┌─ DATA SHOWN
PR #331, opened 2021-12-13
Feat/accessor

andreaskundig:
Unfortunately I couldn't write a test for the file-manager's findMatchingObjects()

The FileManager cannot be instantiated in node because the syntax for creating web workers is different from what works with webpack for the browser.


ffsinger (approved):
I don't think we really need the tests `jsonpath examples` and `ajv examples`, as they are only testing external functions, but for the rest it's good that we have tests

ffsinger:
> The FileManager cannot be instantiated in node because the syntax for creating web workers is different from what works with webpack for the browser.

Putting this at the top of the test file may solve the problem:

```
/**
 * @jest-environment jsdom
 */
```

PR #336, opened 2021-12-14
fix: removed computation of the number of data points temporarily

streitlua:
…since it causes crashes on the file explorer.

For me, on Google Chrome, this solved the crashes with Anaelle's facebook zip but not with Charles'.


ffsinger:
It still freezes on Chromium for me

fquellec:
Weird.. It is OS dependent then.. I'm on MAC OS

ffsinger:
I'm on Linux. Note that I don't have any issue with the same archive on Firefox

streitlua:
Also on Linux and getting exactly the same behavior as Florian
└─
→ INSTRUCTIONS TO FOLLOW: All lines of the records above with the word "FileManager" in them are to be copied.

→ COMPLETED TASK:
The FileManager cannot be instantiated in node because the syntax for creating web workers is different from what works with webpack for the browser.
> The FileManager cannot be instantiated in node because the syntax for creating web workers is different from what works with webpack for the browser.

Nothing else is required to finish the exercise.